Limitations of the study

In the final analysis, it remains difficult to distinguish whether generalizable improvement results from more practice on a number of stations or spending more time on practical aspects of emergency medicine by students creating OSCE stations. This is especially true for the comparison between the intervention and control group. However, the fact that the students of the intervention group scored better than the test OSCE group clearly supports the argument that a positive learning effect arose from the voluntary creation of OSCE stations. Alternatively, the study could be repeated with experienced test-takers rather than OSCE novices, because the practice effect on OSCE novices is probably bigger.
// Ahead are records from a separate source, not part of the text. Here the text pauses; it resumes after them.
PR #2538, opened 2026-09-18
fix(ec2): render iamInstanceProfile on instances, fix IAM profile association state and checks

jakshi:
## Problem

Attach an IAM instance profile to an instance and `describe-instances` still reports `IamInstanceProfile: null`. The association exists (`describe-iam-instance-profile-associations` lists it), but the instance render never emits `<iamInstanceProfile>`. Same for `run-instances --iam-instance-profile`: the launch response omits it because RunInstances renders the instance before writing the association.

Smaller issues in the same family, found while fixing this:

- A direct `associate-iam-instance-profile` stores the association as `associating` and nothing ever advances it. The other two writers store `associated`.
- `replace-iam-instance-profile-association` keeps the old association id and answers `associated`. AWS answers `associating` with a new id (see the doc sample).
- `associate-iam-instance-profile` accepts an unknown instance, and a second profile on an instance that already has one. `replace-iam-instance-profile-association` and `disassociate-iam-instance-profile` accept an unknown association id and answer with a fabricated record.
- Associate and Replace accept a request without `IamInstanceProfile` and store an association with an empty ARN.

## What changed

- `DescribeInstances` resolves the profile from the association map once per request and passes it into the instance render, as it already does for security-group names and block-device mappings. No new field on `Instance`, no snapshot change. Records with state `associating` from older versions still render; they stay untouched, so `describe-iam-instance-profile-associations` keeps reporting them as `associating` until replaced or disassociated.
- `RunInstances` builds the association before rendering, so the launch response carries the element.
- Associate and Replace answer `associating` on the wire and store `associated`, mirroring what Disassociate already does with `disassociating`. Replace retires the old record and mints a new `iip-assoc-` id.
- Associate returns `InvalidInstanceID.NotFound` for an unknown instance and `IncorrectState` for a second profile ("You cannot associate more than one IAM instance profile with an instance", per the AssociateIamInstanceProfile docs). Replace and Disassociate return `InvalidAssociationID.NotFound` for an unknown association id. Associate and Replace return `MissingParameter` when `IamInstanceProfile` is absent (the model marks it required). Error codes are from the EC2 error-code list; the message texts are ours.
- One constructor builds the association record for all four writers (RunInstances, CloudFormation, Associate, Replace), and one helper renders the `<iamInstanceProfile>` fragment for both instance and association responses.

## Test plan

- Unit (handler level, `fakecloud-ec2`): describe shows the profile after associate and drops it after disassociate; `run-instances` response carries it; CloudFormation-provisioned instance shows it; describe shows the new profile after replace; Associate answers `associating` and Describe reads `associated`; Replace answers `associating` with a new id and the old id is gone; Associate on unknown instance -> `InvalidInstanceID.NotFound`; second Associate -> `IncorrectState`; Replace and Disassociate on unknown association id -> `InvalidAssociationID.NotFound`; Associate and Replace without `IamInstanceProfile` -> `MissingParameter`, nothing stored (Replace keeps the old association).
- E2E (`aws-sdk-ec2`, `ec2_instance_control_plane`): run -> associate -> describe asserts the exact `iam_instance_profile().arn()` and `.id()` -> disassociate -> describe asserts `None`.
- Conformance: the Associate, Replace, and Disassociate smoke tests launch an instance (and associate a profile) first instead of using dummy ids, and pass a profile name. Model checksums unchanged.
- With the lookup stubbed to `None`, the describe regression test fails.
- A stored association with state `associating` (written by earlier versions) still renders on the instance.
- `cargo test --workspace --no-fail-fast`, `cargo clippy --workspace --all-targets -- -D warnings`, `cargo fmt --all --check`. Locally, 14801 pass; the only failure is `kinesis_reports_millis_behind_latest_when_limit_truncates`, whose two localhost writes land in the same millisecond. It does not touch EC2. All 94 `fakecloud-tfacc` shards pass locally with terraform 1.16.3.

## Not in this PR

- `iam-instance-profile.arn` / `iam-instance-profile.id` filters on `DescribeInstances`.
- Clearing associations when an instance terminates (already visible today via `describe-iam-instance-profile-associations`).
- Making the rendered profile `id` match the `InstanceProfileId` the IAM service assigned; EC2 mints its own.


vieiralucas:
Thanks a lot for this, @jakshi. The write-up made the review easy: you found the real bug (`describe-instances` reported `IamInstanceProfile: null` forever because the render never emitted the element), and then pulled the whole family of adjacent problems out with it instead of patching just the symptom. Resolving the profile at describe time the way security-group names and block-device mappings already are is the right shape, the `associating`-on-the-wire / `associated`-in-store split matches AWS, and every behavior came with a test.

I pushed a few follow-ups before merging:

- Added `InvalidAssociationID.NotFound`, `IncorrectState` and `InvalidIamInstanceProfileArn.Malformed` to the EC2 shared-error list in the conformance probe. EC2 declares no Smithy errors, so the probe scores any undeclared 4xx as a miss; the new errors would have quietly shed ec2 variants under the flake margin without turning CI red.
- `DescribeIamInstanceProfileAssociations` was ignoring `Filter.N`. The terraform provider reads an instance's profile with `Filter Name=instance-id` and takes item [0], so with two instances it got the wrong association, and with the new Replace semantics that moved one instance's profile onto another. It now honors `instance-id` and `state`, and errors on an unknown explicit id.
- Terminate now drops the association, as AWS does; a stale record kept rendering on the terminated instance and made a later Associate fail forever with the new one-profile check.
- Folded in the two items you listed as not-in-this-PR: the `iam-instance-profile.arn`/`.id` filters, and the terminate cleanup.
- The third one turned out to be reachable too. The rendered profile id is now derived from the profile ARN through a shared `arn::unique_id_for`, so IAM, CloudFormation, EC2 and IMDS all report one `InstanceProfileId` for one profile instead of four different values.
- Validation for the profile reference (empty `Name=` from the SDK builder, a non-instance-profile ARN, a terminated instance), and CloudFormation's update path, which applied `IamInstanceProfile` on create but never on update. That one also needed `ModifyInstanceAttribute` and `CreateTags` added to the EC2 provisioner dispatch, which they had been missing, so any in-place instance stack update was failing outright.

Merged. Really appreciate the contribution, and the level of detail in the PR description.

Moreover, the study was conducted monocentrically and only for an OSCE in emergency medicine, begging the question of its validity for other medical content domains. However, since the 'generation effect’ has been proven for MC questions [10, 11], the generation of OSCE stations can be assumed to bring about a similar effect. Nevertheless, for these reasons – and also because the number of participants in the intervention group was relatively low – follow-up studies need to be carried out to confirm the findings, preferably in other areas of medicine and with more experienced test-takers than in our study, because the practice effect on OSCE novices is probably greater.

Conclusions

Students who themselves develop OSCE stations in emergency medicine perform better in the subsequent clinical summative OSCE. This finding is a good argument for involving interested students in the development of their assessment.